Боцман была его кличка. Также он был Туз, Сургуч и Джокер. Нос у Боцмана был раскровенен, оттого говорил он с прононсом. Кроме того был подбит левый глаз, а на подбородке имелась глянцевая ссадина.

— А на кой ляд он тут сидит? — осведомился пьяный в дым Дохлер. — Он что — посидит, а потом мы его отпустим?

— Его отпустишь, он тут же заложит, — возразил Хлебников. — Точно, Ося?

— Ты как всегда прав, Жора, — ответил Осип Аксельрод. — Вони будет много. Может быть даже международный скандал. Так что вопрос Ефима как всегда актуален. Действительно, на кой ляд он тут сидит?

И Аксельрод воззрился на Курепова.

— Вам на потеху, — сказал Курепов, оскалившись. — Мы его пытать будем.

Глава 30. Боцман

Сановник побледнел, но как опытный интриган присутствия духа не потерял, а постарался исправить положение.

— Я понимаю, Леонид Петрович, что у вас ко мне претензии, — сказал он. — В таком случае принародно прошу прощения. Каюсь, замахнулся я высоко, да, видать, не по Сеньке шапка. Надобно получать по зубам, ох надобно. Тогда будешь знать своё место. Спасибо за урок, Леонид Петрович, клянусь, что впредь буду сидеть тихо и друзьям своим накажу, чтоб не рыпались. Власть от Бога, а не от лукавого. Будешь брать её силой и хитростью, она тебя же и раздавит. Что, Леонид Петрович, по рукам? Готов хоть завтра уйти в отставку.

— Ишь, запел, — Курепов подмигнул Аксельроду. — Вишь как пыток трусит.

— Как же вы такого борова заломали? — спросил между тем у Гаврилова Венька. — Его апперкотом не свалишь. Его и ногами-то не свалишь — ноги повыдергает. К тому же там охраны, что у Папы Римского.

Гаврилов терпеливо выслушал Венькину тираду и коротко ответил:

— Снотворный газ. Все легли: и охрана и Боцман.

— Лежачего били?

— Он, сволочь, прежде чем лечь, драться полез, — объяснил Гаврилов. — Самого мотает, а прёт и прёт. Сергеичу звезданул так, что тот крючком согнулся. Ну, тут наше терпение и лопнуло.

— Костя, хватит трепаться, — сказал Курепов. — Тащи паяльник, мы ему татуировку оформлять будем.

Гаврилов затрусил к выходу, а Курепов добавил:

— Кучей не накидываться. Каждому достанется порисовать.

Глаза Боцмана налились кровью, он набычился, напрягся. У стоявших рядом отъехала челюсть — такое можно было увидеть только в кино. Опутывающие торс сановника и спинку стула кольца бельевой веревки начали лопаться одно за другим. Миг, и руки силача оказались свободными. Могучим рывком он разорвал путы, оплетающие ноги, и встал.

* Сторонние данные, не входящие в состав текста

PR #463, opened 2025-01-08
Revisions: Account Balance Input

imkesin:
## Description

I want to use a separate PR to highlight a few of the things I want to change with the base branch.

### 1. Added type-checked eslint to specifically highlight areas where we are not handling promises correctly

When `onSuccess` is marked as `Awaitable<void>`, I want to have it awaited so that modals do not close until all of the data is properly refreshed.

This change necessitated a few tweaks to `tsconfig.json`, prompted removing all of our unused test files, etc.

### 2. Removed both the success banner and the separate component that also includes confirmation

These are not necessary today, so I want to cut down on the surface area of extra props.

(I think the success banner looks cool, but would strongly prefer to close the modal immediately on success)

### 3. Pushed the mutations intentionally into `useSWRMutation`

SWR will give us loading states and error values (if we request it).

### 4. Tweaked the form default state

I believe it is possible to force default dates and a default amount of $0.00; any changes will still result in selecting another value. I don't think we need error states in this case (though this is good thinking that should be deployed in other cases).

### 5. Adjusted API types

The base PR isn't anticipating a field in the `notifications` array; it was also trying to send a numeric (cents) value as a string.

### 6. Made a few minor changes that weren't resolved after the first CR

The most notable one is the CSS sizing applied to the `Modal` low-level component.


tsconfig.json
imkesin, line 1: I am going to re-work our `tsconfig.json` file at some point.

tsconfig.json
```diff
@@ -11,9 +11,9 @@
     // "disableReferencedProjectLoad": true,             /* Reduce the number of projects loaded automatically by TypeScript. */
 
     /* Language and Environment */
-    "target": "es2016" /* Set the JavaScript language version for emitted JavaScript and include compatible library declarations. */,
+    "target": "es2022" /* Set the JavaScript language version for emitted JavaScript and include compatible library declarations. */,
```
tomaszantas, line 14: IIRC, some client was using older version in their application, and hit some issues when newer version was here. I agree on using something more recent, but we may need to double-check if that won't break anything on the client side.

src/hooks/useQuickbooks/useQuickbooks.ts
```diff
@@ -22,17 +22,18 @@ export const useQuickbooks: UseQuickbooks = () => {
   const [isSyncingFromQuickbooks, setIsSyncingFromQuickbooks] =
     useState<boolean>(false)
   const [quickbooksIsLinked, setQuickbooksIsLinked] = useState<boolean | null>(
-    null
+    null,
   )
-  const syncStatusIntervalRef = useRef<NodeJS.Timeout | null>(null)
+  const syncStatusIntervalRef = useRef<number | null>(null)
```
imkesin, line 27: This is the most notable change in the file - we can't be using Node types when writing browser code.

src/components/StatementOfCashFlow/download/useCashflowStatementDownload.ts
imkesin, line 1: I accidentally pressed save here - no functional changes

src/components/LinkedAccounts/OpeningBalanceModal/OpeningBalanceModal.tsx
```diff
@@ -30,82 +30,61 @@ function LinkedAccountsOpeningBalanceModalContent({
...
+        },
+      ]),
+    ),
+  )
 
-  const [formsData, setFormsData] = useState<AccountFormBoxData[]>(accounts.map(item => (
+  const {
+    trigger,
+    isMutating,
+  } = useBulkSetOpeningBalance(
```
imkesin, line 52: @tomaszantas - If you wanted to handle an error related to the request, then we would unbox it here.

src/components/HoverMenu/HoverMenu.tsx
```diff
@@ -1,12 +1,13 @@
...
 
-export interface HoverMenuProps {
+export type HoverMenuProps = {
   children: ReactNode
-  config: {
+  config: Array<{
     name: string
-    action: () => void
-  }[]
+    action: () => Awaitable<void>
```
tomaszantas, line 9: This makes sense to me, but it breaks in few places, for instance: `LinkedAccountsInactive.tsx`:

```bash
$ npm run typecheck

src/components/LinkedAccountsInactive/LinkedAccountsInactive.tsx:17:16 - error TS2322: Type '{ name: string; action: () => (source: AccountSource, sourceId: string) => void; }[]' is not assignable to type '{ name: string; action: () => Awaitable<void>; }[]'.
  Type '{ name: string; action: () => (source: AccountSource, sourceId: string) => void; }' is not assignable to type '{ name: string; action: () => Awaitable<void>; }'.
    The types returned by 'action()' are incompatible between these types.
      Type '(source: AccountSource, sourceId: string) => void' is not assignable to type 'Awaitable<void>'.

17     <HoverMenu config={hoverActions}>
                  ~~~~~~

  src/components/HoverMenu/HoverMenu.tsx:7:3
    7   config: Array<{
        ~~~~~~
    The expected type comes from property 'config' which is declared here on type 'IntrinsicAttributes & HoverMenuProps'


Found 1 error in src/components/LinkedAccountsInactive/LinkedAccountsInactive.tsx:17
```

src/components/LinkedAccounts/AccountFormBox/AccountFormBox.tsx
```diff
@@ -1,55 +1,38 @@
...
-import { isEqual, startOfDay } from 'date-fns'
-import classNames from 'classnames'
-import { ErrorType } from '../OpeningBalanceModal/useUpdateOpeningBalanceAndDate'
-import CheckCircle from '../../../icons/CheckCircle'
+import { isEqual } from 'date-fns'
+import { dollarsToCents, centsToDollars } from '../../../models/Money'
+
+function centsToDollarsWithoutCommas(cents: number = NaN): string {
+  return centsToDollars(cents).replaceAll(',', '')
+}
```
tomaszantas, line 12: I would move it to the `../../../models/Money` and called ie. `centsToDollarsNumber`. Then the function could be simply:

```
isNaN(cents) ? NaN : Math.round(cents * 100)
```

tomaszantas (commented):
Due to TS issue, couldn't run it locally, and I have hesitation on removing validation, API error handling and success state. Let's discuss on today's call

src/components/LinkedAccounts/AccountFormBox/AccountFormBox.tsx
imkesin: The function you're suggesting here has a slightly different meaning. I'll move it out utility file.

src/components/HoverMenu/HoverMenu.tsx
imkesin: This entire file is unnecessary, so I nuked it.

src/components/LinkedAccounts/OpeningBalanceModal/OpeningBalanceModal.tsx
```diff
@@ -30,82 +30,61 @@ function LinkedAccountsOpeningBalanceModalContent({
...
   const { refetchAccounts } = useLinkedAccounts()
 
-  // Mark if any data has been successfully saved with API
-  // so the refetchAccounts should be called on onClose
-  const [touched, setTouched] = useState(false)
+  const [formsData, setFormsData] = useState<Record<
+    string,
+    AccountFormBoxData & { account: LinkedAccount }>
+  >(
+    () => Object.fromEntries(
```
tomaszantas, line 37: NIT: I have some hesitation on using maps in form states instead of lists in overall. Maps make it easier to access specific record through the key. But in some case, map can be sorted alphabetically by the key during some transforms. Also adding new record in forms can be troublesome since we have to provide `id` that will be generate on the API. However, I don't think that any of this is a case here, so we can keep this that way if it aligns better with Confirm/Exclude.

src/components/ui/Checkbox/checkbox.scss
```diff
@@ -2,6 +2,7 @@
   display: grid;
   grid-template-columns: auto minmax(0, 1fr);
   align-items: center;
+  gap: var(--spacing-xs);
```
tomaszantas, line 5: Checkbox produces unnecessary spacing if children is not provided

image

src/components/LinkedAccounts/AccountFormBox/AccountFormBox.tsx
```diff
@@ -1,55 +1,35 @@
...
+import { dollarsToCents, centsToDollarsWithoutCommas } from '../../../models/Money'
 
 export type AccountFormBoxData = {
-  account: LinkedAccount
-  isConfirmed: boolean
-  openingDate?: Date
-  openingBalance?: string
-  saved?: boolean
+  openingDate: Date
+  openingBalance: number
```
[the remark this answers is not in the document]
imkesin: This is a good point.

I've put up another commit that pushes this to start with a null value.

src/components/LinkedAccounts/OpeningBalanceModal/OpeningBalanceModal.tsx
imkesin: I would like us to revisit tracking separate errors (e.g. one out of 3 failed) when we come back to onboarding.

src/components/ui/Modal/modal.scss
```diff
@@ -22,6 +22,14 @@
 }
 
 .Layer__Modal {
+  inline-size: min(24rem, 90dvi);
+  block-size: min(24rem, 90dvb);
+
+  &[data-size=lg] {
+    inline-size: min(36rem, 90dvi);
+    block-size: min(36rem, 90dvb);
+  }
```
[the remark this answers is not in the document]
imkesin: Can we do `block-size: auto` (and  `max-block-size: 90dvb`) applied to `Layer__Modal`?

src/components/LinkedAccounts/OpeningBalanceModal/OpeningBalanceModal.tsx
imkesin: I agree and will fix this in the future, especially for cases when we need to re-order elements.

src/components/LinkedAccounts/AccountFormBox/accountFormBox.scss
```diff
@@ -10,10 +10,6 @@
     transition: all 0.25s ease-in-out;
     transition-delay: 0.8s;
     max-height: 280px;
-
-    &.Layer__caobfb--confirmed {
-        background-color: var(--color-base-50);
-    }
```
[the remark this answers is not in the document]
imkesin: (Note to self - only applies if we want the Checkbox in this PR)

imkesin:
Closed in favor of [this revision PR from Tom](https://github.com/Layer-Fi/layer-react/pull/473).

imkesin:
Closed in favor of [this revision PR from Tom](https://github.com/Layer-Fi/layer-react/pull/473).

Освобождение это заняло несколько коротких секунд, Сергеич успел лишь раз хрястнуть его по голове дубинкой. Удар этот, сильный и звучный, еще больше разъярил Боцмана. Повернувшись к тренеру, он двинул его кулаком в низ живота. Сергеич, разинув рот, сипло выдохнул и осел на пол. Здесь он свернулся клубком и начал тихонечко повизгивать.

А Боцман уже крушил всех подряд, работая споро и методично. Разнеженные барской жизнью пьяные министры сопротивления практически не оказывали, валились, как кегли. Человек пять рванули к выходу и, мешая друг другу, напрочь заблокировали дверь, которая открывалась внутрь.

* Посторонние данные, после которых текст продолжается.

PR #465, opened 2025-01-10
[LAY-1128] feat: unify all major date pickers through global state

imkesin:
## Description

**Linear**: LAY-1128

The three major reports - P&L, Balance Sheet, and Cash Flow - now share common date state.

After a user adjusts the date range for viewing one report, they will preserve this same date range for another report. Since the balance sheet is a point in time, it is simply the end of the defined range.

## Limitations + Known Issues

- The Profit and Loss Comparison does not correctly handle non-month time periods. This is already an issue and will be attacked in follow-on work.

- The Profit and Loss Chart still displays reasonably, but the selected range outline _only_ highlights the first month in the range. I don't think it's reasonable to fold-in even more changes to manage that chart in special situations.

### DIFF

«Авось пронесет», — подумал Венька и ударил оказавшегося к нему боком Боцмана пяткой в ухо. Хотя особой растяжки удар этот не потребовал — росту в противнике было от силы метр шестьдесят пять — и прошел гладко, заставив силача пошатнуться, однако же были все основания опасаться за исход поединка.